樊雾可不相信他的话,伸手把他拉身前,视线看向他的脚,此时还在流血,他严肃的问:“这到底是怎么回事?”
游青芜低着头不语,什么也不肯说,樊雾知道在这个家里能做这样的事情只有樊天妄和樊繆云两人,樊天妄不太可能,那就只有樊繆云。
“是大哥吗?”
游青芜惊慌一瞬,随即赶紧摇头,不,不是这样的。
樊雾看着他的样子,就知道肯定是樊繆云,就在他想出去找樊繆云的对峙,为什么要这样对游青芜的时候,手被游青芜拉住了。
游青芜紧紧的抓着樊雾的手,摇摇头看着樊雾。
樊雾皱着眉,“你这样——”
看着游青芜快要哭了,樊雾也只能无奈摇头,说:“你放开我,我找人把你脚上的锁链打开。”
游青芜还是摇摇头,一句话也不说,抓着樊雾的手都已经白了,樊雾感受着手上的刺痛,知道游青芜这是害怕樊繆云因为他跑出来而惩罚他。
于是他说:“别害怕我,我不找大哥,我去找药箱给你上药。”
听见樊雾的保证,游青芜这才放开樊雾,因为樊雾的原因,房间里常年放着药箱,樊雾在柜子的角落找到药箱。
游青芜的视线一直放在樊雾的身上,樊雾把人拉到床上,然后单膝跪地为游青芜上药,游青芜看见他的动作,惊慌的把脚拿来,说:“老公,不用麻烦了,我自己来吧。”
樊雾强硬的抓着他的脚腕说:“别动。”
瞬间游青芜就老实不动了,感受着脚腕上的刺痛,他忍不住缩了缩,游青芜脚上的伤比樊雾想的要更加严重。
樊雾的动作顿了顿,眼神严肃的说:“你这伤必须要看医生。”
游青芜摇头,他不能看医生,樊繆云本就看他不顺眼,要是知道他大半夜来找樊雾肯定不会放过他的,到时候就麻烦了,比起脚上的伤,他现在更想问白天樊雾带回来的那个人。

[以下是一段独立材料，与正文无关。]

PR #256, opened 2025-06-09
server: Theme server-auth-dir

haxney:
`server-auth-dir' is used to store text files containing authentication keys. This is the only configuration file or directory of the package. This package does take care of creating the containing directory if necessary.


tarsius:
Long time no see. :wave:

> This is the only configuration file or directory of the package.

The docstring of `server-auth-dir` itself mentions `server-socket-dir`, so this is not true.

I think we shouldn't theme that second variable, because its default value is set dynamically to a very appropriate directory, which is also out of sight. But we should use a value for the former that would continue to work if we later changed our mind about that. I.e., use `var/server/auth/` so we could put `var/server/socket/` next to it.

haxney:
> Long time no see. 👋

Hey! I'm surprised you remember me! :heart:

> > This is the only configuration file or directory of the package.
> 
> The docstring of `server-auth-dir` itself mentions `server-socket-dir`, so this is not true.

It's only *kind of* not true. As you mention, `server-socket-dir` needs to be set to something that `emacsclient` can find without having to load the init file, so it isn't really something we can change in a package (which runs because it is called from the init file). I can note this in the PR and commit message. Should I overwrite and squash the original commit to update this or just create a second commit?

> I think we shouldn't theme that second variable, because its default value is set dynamically to a very appropriate directory, which is also out of sight. But we should use a value for the former that would continue to work if we later changed our mind about that. I.e., use `var/server/auth/` so we could put `var/server/socket/` next to it.

Yeah, I was on the fence about whether to do that. One extra level of nesting won't hurt, right? I'll go ahead and change it now.

PR #269, opened 2026-04-06
fsharp-ts-mode: Theme variables

dalugm:
Theme `fsharp-ts-eglot-server-install-dir' and
`fsharp-ts-repl-history-file'


tarsius:
Thanks!

PR #270, opened 2026-04-15
shell-maker: support new `shell-maker-root-path` variable

caisah:


caisah:
Latest version of `shell-maker` uses the `shell-maker-root-path` variable.  
For backwards compatibility I think is best to keep both 🤷🏻‍♂️
https://github.com/xenodium/shell-maker/blob/main/shell-maker.el#L99

tarsius:
Thanks!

还没等他开口,樊雾就站起身,转身就要离开,游青芜以为樊雾是嫌弃他,赶紧拉着樊雾,这会樊雾可不惯着他。
挣脱他的手就打开了房门,转身离开,他叫住一个佣人说:“去叫医生过来。”
佣人恭敬的说:“是,二少爷。”
不一会,管家敲响了樊繆云的书房门,得到应答走进来说,“大少爷,二少爷叫了医生,还有就是游小姐不见了。”
樊繆云的眼神一暗,该死的,这样也拴不住游青芜那个疯子,说:“不用叫医生了,我们过去看看。”
“是。”
管家离开之后,樊繆云看向一旁的阮星笛。